Last week, the federal government took over security of the Southern Nations, Nationalities and People’s Regional State (SNNPRS) as Sidama activists protested in support of their right to statehood. The activists’ original plan was to unilaterally declare a Sidama state on 18 July, one year after officially requesting recognition.
- The Sidama Liberation Movement (SLM), which is leading efforts to get the Sidama their own state, postponed the declaration days before.
- Despite this, Sidama youth groups – known as Ejeto – went ahead and declared Sidama Zone a state, triggering waves of inter-ethnic violence across the southern state, which borders Kenya and South Sudan.
According to the SLM, 60 people were killed in the days following the 18 July clashes. The region’s deputy head of police called the figure “exaggerated”, but a BBC Amharic report said that hospital officials recorded at least 25 deaths.
- The government, through police head Dagnachew Demissie, acknowledged that 53 people died and 54 others were wounded between 18 – 22 July. Dagnachew also said that security forces had arrested 935 people.
- Property of undetermined value, including churches, businesses and homes, was also torched in the protests, and thousands of people were displaced.
While the violence has abated, the next four months will be a litmus test for whether Ethiopia can handle the conflicts occasioned by its political and administrative structure.
- Sidama nationalists, for example, have laid claim to the SNNPRS capital of Hawassa. The capital is a multi-ethnic city that’s home to the Hawassa Industrial Park. Efforts to excise it to a new Sidama state could occasion new conflict.
- The Sidama, who number between 3 to 5 million people, is the largest group in the SNNPRS.
Solving the Sidama question will be instructive for Prime Minister Abiy Ahmed, as it is only one of many ethnic groups demanding their own state. Ethiopia has nine states, of which only four are multi-ethnic but, within them, administration structures are designed along ethnic lines. In the original transitional period structure in the early 1990s, there were five multi-ethnic states in the south.
- According to the International Crisis Group, the issue of Sidama statehood escalated in the early 2000s, until the then Prime Minister Meles Zenawi persuaded community’s leaders to suspend their pursuit of statehood.
- The Sidama statehood question also shines a light on Ethiopia’s constitution, and the seemingly arbitrary way state borders were drawn. The Sidama and the Welayta, who are also demanding statehood, have populations above one million, while Harari state, the smallest of the nine states and which is surrounded by Oromia, has less than 250,000 people.
Today, SNNPRS has 21m people and 50 recognised groups. Its ruling party, the Southern Ethiopian People’s Democratic Movement (SEPDM), is part of the EPRDF ruling coalition.
- The Welayta, the second-largest ethnic group in the state, are also demanding their own state.

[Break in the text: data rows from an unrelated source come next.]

PR #91, opened 2025-11-18
fix: dont migrate core.app.shopIdV2

jozsefdamokos:
- added core.app.shopIdV2 to the blocked list


src/DataProvider/Provider/Data/SystemConfigProvider.php
```diff
@@ -26,6 +26,7 @@ class SystemConfigProvider extends AbstractProvider
     public static array $CONFIG_KEY_BLOCK_LIST = [
         // shop instance, license related or consent data
         'core.app.shopId',
+        'core.app.shopIdV2',
```
MalteJanz, line 29: Just curious: I'm also wondering if there might be other keys where a `V2` was added for example and we didn't notice yet.

I think there is also a decorator / some filter mechanism in Rufus / SaaS repos to not allow writes or reads for certain keys but I couldn't find the class quickly. Might be worth looking into again and comparing that against our list here, we should also add a comment where these files can be found with their lists to block.

MalteJanz (approved):
LGTM 👍

DennisGarding (approved):

src/DataProvider/Provider/Data/SystemConfigProvider.php
jozsefdamokos: I found `FilteringSystemConfigSubscriber` in rufus. I think all of them are covered already by the migration plugin because this subscriber was not updated for years. Im not sure maybe we missed updating it because `shopIdV2` is missing from there. Should we add it?

larskemper (approved):

src/DataProvider/Provider/Data/SystemConfigProvider.php
MalteJanz: ~~I mean if `core.app.shopId` wasn't in there, and it looks like it wasn't:~~
https://github.com/shopware/Rufus/blob/10509a6bb1ad0c60255c2e92345c3e74c98100a5/src/Core/System/SystemConfig/Api/FilteringSystemConfigSubscriber.php#L22

~~I don't see why we should add it there now.~~ Nevermind it's in there, we could give @shopware/product-cc-framework / @AydinHassan a heads up, that the SaaS specific block list of `system_config` keys for reading / writing should be checked again for it's up to date ness, especially because of the added app and services stuff the last years. Do you guys want a issue for this? 🙂 

And we have a little different use case, we don't want to migrate anything that is either a "secret" to SaaS or that should be uniquely set up for each Shopware instance

ennasus4sun (approved):

src/DataProvider/Provider/Data/SystemConfigProvider.php
AydinHassan: Might be worth a message in `#product-cc-framework`

PR #94, opened 2025-11-26
chore: check naming consistency across error resolution

larskemper:
resolves https://github.com/shopware/shopware/issues/13671

#### Changes:

- package annotation `after-sales` => `fundamentals@after-sales`
- `MigrationFix` services => `ErrorResolution` services
- moved all relevant backend classes to the same domain `ErrorResolution`
- renamed migration step `apply-fixes` => `error-resolution`
- renamed non entity classes with `SwagMigration` prefix to use `Migration` prefix


ennasus4sun (approved):

src/Migration/ErrorResolution/SwagMigrationErrorResolution.php
```diff
@@ -5,14 +5,14 @@
...
+namespace SwagMigrationAssistant\Migration\ErrorResolution;
 
 use Shopware\Core\Framework\Log\Package;
 use Shopware\Core\Framework\Uuid\Uuid;
 use SwagMigrationAssistant\Exception\MigrationException;
 
-#[Package('after-sales')]
-class MigrationFix
+#[Package('fundamentals@after-sales')]
+class SwagMigrationErrorResolution
```
MalteJanz: I would leave this as `MigrationFix`, because it's based on the `SwagMigrationFixEntity` and related DB table.

I think a `ErrorResolutionService` that uses this `MigrationFix`es makes sense. Otherwise you would need to rename everything fix related, all the way down to DB level.

src/Migration/ErrorResolution/SwagMigrationErrorResolutionService.php
```diff
@@ -5,15 +5,15 @@
...
 
 use Doctrine\DBAL\ArrayParameterType;
 use Doctrine\DBAL\Connection;
 use Shopware\Core\Framework\Log\Package;
 use Shopware\Core\Framework\Uuid\Uuid;
 
-#[Package('after-sales')]
-class MigrationFixApplier
+#[Package('fundamentals@after-sales')]
+class SwagMigrationErrorResolutionService
```
MalteJanz: I wouldn't add `Swag` as a prefix here. It's only used for the Entity classes, because there it mirrors the DB table name, which itself is prefixed by `swag_` to prevent collisions with core or other plugin tables.

For our services this isn't needed, they are already namespaced. We still often have the `Migration` prefix to make it more clear that this is a thing that applies specifically to migration, and not something in the core (e.g. `ErrorResolutionService` sounds very generic, what errors?) 
```suggestion
class MigrationErrorResolutionService
```

src/Migration/Mapping/MappingServiceInterface.php
```diff
@@ -84,7 +84,7 @@ public function writeMapping(): void;
      */
     public function getMappings(string $connectionId, string $entityName, array $ids, Context $context): EntitySearchResult;
 
-    public function hasValidMappingByEntityUuid(string $connectionId, string $entityName, string $entityId, Context $context): bool;
+    public function hasValidMappingByEntityId(string $connectionId, string $entityName, string $entityId, Context $context): bool;
```
MalteJanz, line 87: Do you already want to document this break?

MalteJanz (approved):
After my comments are resolved, it LGTM 👍

src/Migration/ErrorResolution/SwagMigrationErrorResolutionService.php
larskemper: yeah, wasn't sure, cause I also saw a Service having the SwagMigration prefix, but I will have a look and maybe also rename them too

larskemper: found some non Entity classes from Logging & Validation that had the SwagMigration prefix, renamed them to use just the Migration prefix

src/Migration/Service/MigrationDataWriter.php
```diff
@@ -106,7 +106,7 @@ public function writeData(MigrationContextInterface $migrationContext, Context $
         }
 
         $convertedValues = array_values($converted);
-        $this->fixApplier->apply($convertedValues, $migrationContext->getConnection()->getId(), $migrationContext->getRunUuid());
+        $this->errorResolutionService->apply($convertedValues, $migrationContext->getConnection()->getId(), $migrationContext->getRunUuid());
```
jozsefdamokos: Since this is not yet named `fixApplier` should we rename the method to `applyFixes`? `errorResolutionService->apply` sounds incomplete now

jozsefdamokos (approved):

UPGRADE.md
```diff
@@ -1,5 +1,8 @@
 # 16.0.0
 
+- [BREAKING] [#94](https://github.com/shopware/SwagMigrationAssistant/pull/94) - chore!: check naming consistency across error resolution
+  - [BREAKING] Renamed method `hasValidMappingByEntityUuid()` to ``hasValidMappingByEntityId() in `SwagMigrationAssistant\Migration\Mapping\MappingServiceInterface` and implementation `SwagMigrationAssistant\Migration\Mapping\MappingService`
```
MalteJanz: I guess you could now also mention the renaming of `MigrationLogBuilder` here, I guess that class was public? 🤔

MalteJanz (approved):

src/Migration/Service/MigrationDataWriter.php
larskemper: sounds good 👍

UPGRADE.md
larskemper: the class is part of the error resolution feature, so unreleased 😅

larskemper: i will have a look which classes are public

Prime Minister Abiy has been accused of patronising them on their decision to seek statehood.
- In May, Welayta people held a demonstration demanding statehood after the Welayta Zone affirmed a statehood request in November last year.
- Former prime minister Hailemariam Desalegn is from the Welayta ethnic group and served as president of the SNNPRS between 2001 and 2006.
“The state and federal authorities have no choice but to allow the people of Sidama to have their day in a referendum, provided that is the only road to statehood,” wrote Yonatan Fessha, an associate professor of law at South Africa’s University of the Western Cape.
There are other possible complications, such as whether the constitution needs to be amended when new states are created, and whether the current political structures can accommodate the expansion of political power.
“The already extremely fragile political condition in the country does not afford the instability and chaos that might follow from the disorderly partitioning of an existing state and similar push by others,” notes Fessha.
While the Sidama referendum is now the big event, the months and days leading up to it will also be important. The electoral board outlined several key areas that need to be addressed beforehand, including a distribution of wealth agreement to come into effect should the referendum favour the Sidama, a security cooperation plan and an administrative arrangement to protect non-Sidama ethnic groups in the zone.
- Many of these issues may lead to flare-ups, especially the distribution of wealth agreement, as Hawassa is not just the capital of the state, but its most important city, economically and politically.
- Another is who may vote in the referendum, as other ethnic groups in the state, which collectively outnumber the Sidama, could vote to keep the state as it is.
The bottom line: The potential disintegration of the SNNPRS offers Abiy Ahmed’s government a chance to rethink Ethiopia’s federal structure. However, while the Sidama question may be resolved in November, the issues that the ethnic-based federal structure helps to create seem set to remain.